30 secondi di rintocchi di una campana a morto. Così inizia la carriera solista di John Lennon nel 1970, con l’album che porta il suo nome e quello della sua band.

Il brano è Mother e le campane a morto riecheggiano il precoce lutto che avrebbe segnato tutta la vita di John, la morte della madre, anche se volerci vedere anche un’allusione alla morte dei Beatles non pare idea del tutto peregrina.

I Fab Four si erano sciolti l’anno prima – Let It Be, del 1970, era stato inciso addirittura prima di Abbey Road – e il tappo era saltato, lasciando libero sfogo solista ai quattro; Lennon uscì con questo lavoro, già così ben strutturato da rimanere forse insuperato nella discografia di Lennon, Harrison diede alle stampe addirittura un triplo album, l’ottimo All Things Must Pass, mentre Ringo Starr e Paul McCartney furono forse quelli più colti alla sprovvista. E se per il batterista la sorpresa è tutto sommato misurata, fu proprio il disco di Paul una discreta delusione, che attirò anche gli strali dello stesso Lennon.

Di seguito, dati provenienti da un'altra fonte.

PR #4110, opened 2024-12-30
gtk: don't use gtk_window_set_titlebar if adwaita is enabled but it's older than 1.4.0

jcollie:
Fix #4097

### DIFF
--- a/src/apprt/gtk/Window.zig
+++ b/src/apprt/gtk/Window.zig
@@ -216,6 +216,14 @@ pub fn init(self: *Window, app: *App) !void {
         }
     }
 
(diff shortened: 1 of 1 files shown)


tristan957 (approved):
Thanks for fixing my mistake!

tristan957:
It would be good to mention the discussion too.

jcollie:
> It would be good to mention the discussion too.

Yeah, once I get confirmation from the folks in #4097 that this actually works for them I'll update the description with relevant info.

mitchellh:
Failing CI is a flappy test. The rest looks good. Just advise when you want me to merge.

jcollie:
OK, I've gotten two reports that this fixes the issue so it's ready to merge.

PR #4115, opened 2024-12-30
Enable bitmap font usage under CoreText

### LINKED ISSUE #2168: `+list-fonts` action should not list bitmap fonts
A couple of bitmap fonts, particularly those with the .otb format do not work in ghostty. Other bitmap fonts that use the .ttf file format do work though. 
So I suggest, at least until supporting .otb is a priority: remove any .otb fonts to be listed when running `ghostty +list-fonts` so as to not give false hopes

qwerasd205:
macOS bitmap-only fonts are a poorly documented format, which are often distributed as `.dfont` or `.dfon` files. They use a 'bhed' table in place of the usual 'head', but the table format is byte-identical, so enabling the use of bitmap-only fonts only requires us to properly fetch this table while calculating metrics.

ref: https://fontforge.org/docs/techref/bitmaponlysfnt.html

Reverts #3550 for obvious reasons, and may close issue #2168 because this should now mean that bitmap fonts are properly supported under both font backends due to #3837 - unless `otb` fonts are still not properly supported under FreeType (they are not supported under CoreText because CoreText does not know how to handle them).

I tested this change with the `.dfont` distribution of [Cozette](https://github.com/slavfox/Cozette) v1.25.2 and saw no visual issues.

### DIFF
--- a/src/font/discovery.zig
+++ b/src/font/discovery.zig
@@ -362,16 +362,9 @@ pub const CoreText = struct {
         const list = set.createMatchingFontDescriptors();
         defer list.release();
 
-        // Bring the list of descriptors in to zig land
-        var zig_list = try copyMatchingDescriptors(alloc, list);
-        errdefer alloc.free(zig_list);
-
-        // Filter them. We don't use `CTFontCollectionSetExclusionDescriptors`
-        // to do this because that requires a mutable collection. This way is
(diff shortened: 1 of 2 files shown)


mitchellh:
Excellent thank you. ❤️ CI failure is unrelated to you and is fixed on main.

PR #4128, opened 2024-12-30
macOS: weak self for event monitor to avoid retain cycle for controllers

### LINKED ISSUE #3219: Ghost-Windows on macOS with global `toggle-visibility` keybind.
Thanks for building Ghostty. I'm trying to migrate from iTerm2 which has a "Show/hide all windows with a system-wide hotkey". Here is my current config:

```
command = /opt/homebrew/bin/fish
theme = Builtin Light
font-family = "Fira Code"
keybind = global:ctrl+y=toggle_visibility
```

Every time I toggle visibility, it creates a non-interactive "ghost window" behind the current window. Here, I'm toggling between iTerm and Ghostty by pressing `ctrl+y`:

https://github.com/user-attachments/assets/bb42bedd-9985-4cbc-83ef-9017b9264ce2

Separately, when visibility is hidden using this shortcut, clicking the Ghostty icon in the macOS dock does not show the Ghostty windows until triggering toggle visibility action again.

Next, pressing the toggle visibility button sometimes creates tons of empty windows:
Image

Finally, when Ghostty gets into this state, `cmd+w` may close the session but leaves a ghost window behind:
Image

I'm using the latest versions of everything on macOS.

mitchellh:
Fixes #3219

We were holding a reference cycle to the base terminal controller. This was preventing the window from ever being fully deallocated.

### DIFF
--- a/macos/Sources/Features/Terminal/BaseTerminalController.swift
+++ b/macos/Sources/Features/Terminal/BaseTerminalController.swift
@@ -111,8 +111,8 @@ class BaseTerminalController: NSWindowController,
         // Listen for local events that we need to know of outside of
         // single surface handlers.
         self.eventMonitor = NSEvent.addLocalMonitorForEvents(
-            matching: [.flagsChanged],
-            handler: localEventHandler)
+            matching: [.flagsChanged]
+        ) { [weak self] event in self?.localEventHandler(event) }
     }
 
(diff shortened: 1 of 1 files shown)


vpontis:
Thank you! This was my biggest pain point in migrating from iTerm

PR #4130, opened 2024-12-30
gtk: make sure that window-decoration is honored on all paths

jcollie:
Fix a regression from #4110 .

### DIFF
--- a/src/apprt/gtk/Window.zig
+++ b/src/apprt/gtk/Window.zig
@@ -514,13 +514,19 @@ pub fn toggleWindowDecorations(self: *Window) void {
     const new_decorated = !old_decorated;
     c.gtk_window_set_decorated(self.window, @intFromBool(new_decorated));
 
+    // Fix any artifacting that may occur in window corners.
+    if (new_decorated) {
+        c.gtk_widget_add_css_class(@ptrCast(self.window), "without-window-decoration-and-with-titlebar");
+    } else {
+        c.gtk_widget_remove_css_class(@ptrCast(self.window), "without-window-decoration-and-with-titlebar");
+    }
+
     // If we have a titlebar, then we also show/hide it depending on the
     // decorated state. GTK tends to consider the titlebar part of the frame
     // and hides it with decorations, but libadwaita doesn't. This makes it
     // explicit.
-    if (self.header) |v| {
-        const widget = v.asWidget();
-        c.gtk_widget_set_visible(widget, @intFromBool(new_decorated));
+    if (self.header) |headerbar| {
+        headerbar.setVisible(new_decorated);
     }
 }
 
--- a/src/apprt/gtk/Window.zig
+++ b/src/apprt/gtk/Window.zig
@@ -156,6 +156,9 @@ pub fn init(self: *Window, app: *App) !void {
     if (app.config.@"gtk-titlebar") {
         const header = HeaderBar.init(self);
 
+        // If we are not decorated then we hide the titlebar.
+        header.setVisible(app.config.@"window-decoration");
+
         {
             const btn = c.gtk_menu_button_new();
             c.gtk_widget_set_tooltip_text(btn, "Main Menu");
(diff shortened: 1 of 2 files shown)


adriandelgado:
I confirm that this fixes the regression.

artist-artix:
With this config the problem of the absent window decoration still reproduces:

```
keybind = ctrl+z=toggle_window_decorations
window-decoration = true
gtk-titlebar = false
```

The GTK titlebar is not shown: correct
The native WM decoration with its titlebar is not shown: incorrect

Pressing ctrl-z shows some minor change to the window border, but also then the WM decoration with its titlebar is not displayed.

jcollie:
> With this config the problem of the absent window decoration still reproduces:
> 
> ```
> keybind = ctrl+z=toggle_window_decorations
> window-decoration = true
> gtk-titlebar = false
> ```
> 
> The GTK titlebar is not shown: correct The native WM decoration with its titlebar is not shown: incorrect
> 
> Pressing ctrl-z shows some minor change to the window border, but also then the WM decoration with its titlebar is not displayed. And pressing ctrl-t to create a new tab crashes ghostty.

I don't _think_ that this is directly a result of this PR. I'm getting the following logs when I try and toggle window decorations:

```
debug(surface): key event binding flags=input.Binding.Flags{ .consumed = true, .all = false, .global = false } action=toggle_window_decorations
warning(gtk): unimplemented action=apprt.action.Action.Key.key_sequence
```

artist-artix:
Indeed this PR is not the cause, but it is related. The problem is originally from commit a7c93cd I think, as there are multiple commits modifying Window.zig it's not easy to determine, but if this PR is to "make sure that window-decoration is honored on all paths" the mentioned issue also needs to be solved.
Thank you.

jcollie:
> With this config the problem of the absent window decoration still reproduces:
> 
> ```
> keybind = ctrl+z=toggle_window_decorations
> window-decoration = true
> gtk-titlebar = false
> ```

Ah, I think I understand. When `gtk-titlebar=false` the titlebar will _never_ be shown, even when toggling window decorations. I'm not sure if that's a regression from previous behavior or not, those are not options that I use.

The decorations are toggling but it's very hard to see as it's basically just a shadow.

artist-artix:
I'm not sure how to address this, but without a fix for the regression ghostty is no longer usable in case gtk-titlebar=false.

jcollie:
> Indeed this PR is not the cause, but it is related. The problem is originally from commit [a7c93cd](https://github.com/ghostty-org/ghostty/commit/a7c93cdfb16b61137ce086f3b6eed9bf7b94d73e) I think, as there are multiple commits modifying Window.zig it's not easy to determine, but if this PR is to "make sure that window-decoration is honored on all paths" the mentioned issue also needs to be solved. Thank you.

Hmm... The user has explicitly told Ghostty that they do not want a titlebar via `--gtk-titlebar=false` and that's not what we are toggling. In any case, I don't think that this is going to be a easy/quick fix as we don't even create a titlebar if `--gtk-titlebar=false`.

artist-artix:
Indeed gtk-titlebar is false, but window-decoration is true so the native window title bar should be show just like it was before today;s commits.

jcollie:
I checked out 1.0.0 and tested:

`gtk-titlebar: false`
`window-decoration: true`

Titlebar was shown on launch but could be hidden with `toggle_window_decorations`

`gtk-titlebar: true`
`window-decoration: true`

Worked as expected.

`gtk-titlebar: true`
`window-decoration: false`

Worked as expected.

`gtk-titlebar: false`
`window-decoration: false`

`toggle_window_decorations` had no effect, titlebar and decorations never appeared

So I don't think that this was ever working 100% as one would expect.

jcollie:
@artist-artix Please open a new discussion about the interaction of `gtk-titlebar`, `window-decoration`, and `toggle_window_decorations`. It's broken now, but it was broken before, just in a different way. Part of the problem is that the interaction between these options isn't well defined/documented so the behavior has changed as different people have worked on the code. We'll use the new discussion to iron out those details and update the documentation and the code to match.

artist-artix:
I have opened https://github.com/ghostty-org/ghostty/discussions/4172

> I checked out 1.0.0 and tested:
> 
> gtk-titlebar: false
> window-decoration: true
> 
> Titlebar was shown on launch but could be hidden with toggle_window_decorations

This is exactly as expected and how it is supposed to work when reading the documentation. So in 1.0 this was NOT broken.

jcollie:
> This is exactly as expected and how it is supposed to work when reading the documentation. So in 1.0 this was NOT broken.

That is _not_ how I would expect things to work, and yes I've read the documentation. So as I said there's both documentation problems and code problems. Please open a new discussion so that we can figure out what the interactions should be between these options rather than continuing the discussion here.

PR #4139, opened 2024-12-31
font: allow non-boolean font feature settings

### LINKED ISSUE #3128: CoreText: parse features equivalently to HarfBuzz (currently we only parse binary features)
The CoreText shaper parses the provided font features using *overly* simplified assumptions about how font features are specified:

https://github.com/ghostty-org/ghostty/blob/7027147c7695064bf86f084e316e19dc604fcaaf/src/font/shaper/coretext.zig#L131-L140

The HarfBuzz shaper uses `Feature.fromString` which is a loose wrapper around `hb_feature_from_string`:

https://github.com/ghostty-org/ghostty/blob/7027147c7695064bf86f084e316e19dc604fcaaf/src/font/shaper/harfbuzz.zig#L48

Despite the CoreText `FeatureList.append`'s doc comments claiming to use "the same" feature syntax as HarfBuzz, this is not the case; the syntax for features passed to `hb_feature_from_string` can be found in the [HarfBuzz docs](https://harfbuzz.github.io/harfbuzz-hb-common.html#hb-feature-from-string).

The practical impact of this is that many configs that will work under HarfBuzz will not under CoreText, and it's actually *impossible* to specify non-boolean features (such as a specific character alternative).

I am willing to implement a parser with proper parity to the HarfBuzz one, it shouldn't be too difficult, but I figure'd I'd open this issue first to keep track of it since I might not get around to it for a couple days.

qwerasd205:
\+ much more flexible syntax and lenient parser
\+ allows comma-separated list as a single config value

This allows, e.g. `cv01 = 2` to select the second variant of `cv01`.

Resolves #3128 

Parser could probably be a little smaller than it is- would be a lot cleaner with the labeled switch continue pattern from Zig 0.14. Maybe should've put it in its own file too...

I spent *much* too long trying to test this with `cv01` with [monaspace](https://github.com/githubnext/monaspace) before realizing that the README refers to v1.2 but the latest released version (and hence the one I had installed) was v1.101 -- I installed the v1.2 version and tested with both CoreText and HarfBuzz and successfully set `cv01 = 2` and got the expected result.

Feel free to make any stylistic changes you feel necessary before merging.

### DIFF
--- a/src/font/shaper/harfbuzz.zig
+++ b/src/font/shaper/harfbuzz.zig
@@ -3,6 +3,10 @@ const assert = std.debug.assert;
 const Allocator = std.mem.Allocator;
 const harfbuzz = @import("harfbuzz");
 const font = @import("../main.zig");
+const terminal = @import("../../terminal/main.zig");
+const Feature = font.shape.Feature;
+const FeatureList = font.shape.FeatureList;
+const default_features = font.shape.default_features;
 const Face = font.Face;
 const Collection = font.Collection;
 const DeferredFace = font.DeferredFace;
@@ -10,7 +14,6 @@ const Library = font.Library;
 const SharedGrid = font.SharedGrid;
 const Style = font.Style;
 const Presentation = font.Presentation;
-const terminal = @import("../../terminal/main.zig");
 
 const log = std.log.scoped(.font_shaper);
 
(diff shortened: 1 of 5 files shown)


qwerasd205:
Actually I'll go ahead and fix those typos and extract the `Feature` stuff to its own file while I'm at it.

src/font/shaper/harfbuzz.zig
```diff
@@ -3,14 +3,17 @@ const assert = std.debug.assert;
 const Allocator = std.mem.Allocator;
 const harfbuzz = @import("harfbuzz");
 const font = @import("../main.zig");
+const terminal = @import("../../terminal/main.zig");
```
qwerasd205, line 6: ... *sigh* this is a copy/paste mistake. It can be removed. (I don't have time right now)

qwerasd205: Wait no it isn't I just reordered it from below. I'm too tired for this 🙃

mitchellh:
I'm going to hold this for after 1.0.1, just due to the type of change this is and risk 😄 Appreciate it though.

mitchellh (approved):
No comments this work is perfect.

Mother, quindi, è il pezzo che apre il disco e ne traccia subito la direzione artistica; un pezzo che rievoca non solo il lutto materno, ma anche l’assenza del padre. Il tutto filtrato attraverso la tecnica del Primal Scream. Lennon ha infatti iniziato un duro percorso dentro sé, con l’immancabile Yoko Ono al fianco, con lo psicologo Arthur Janov, inventore della cosiddetta terapia primaria. Il postulato dello psicoterapeuta è che traumi e anche malattie mentali, possano essere superati attraverso il rivivere le esperienze infantili che li hanno generati.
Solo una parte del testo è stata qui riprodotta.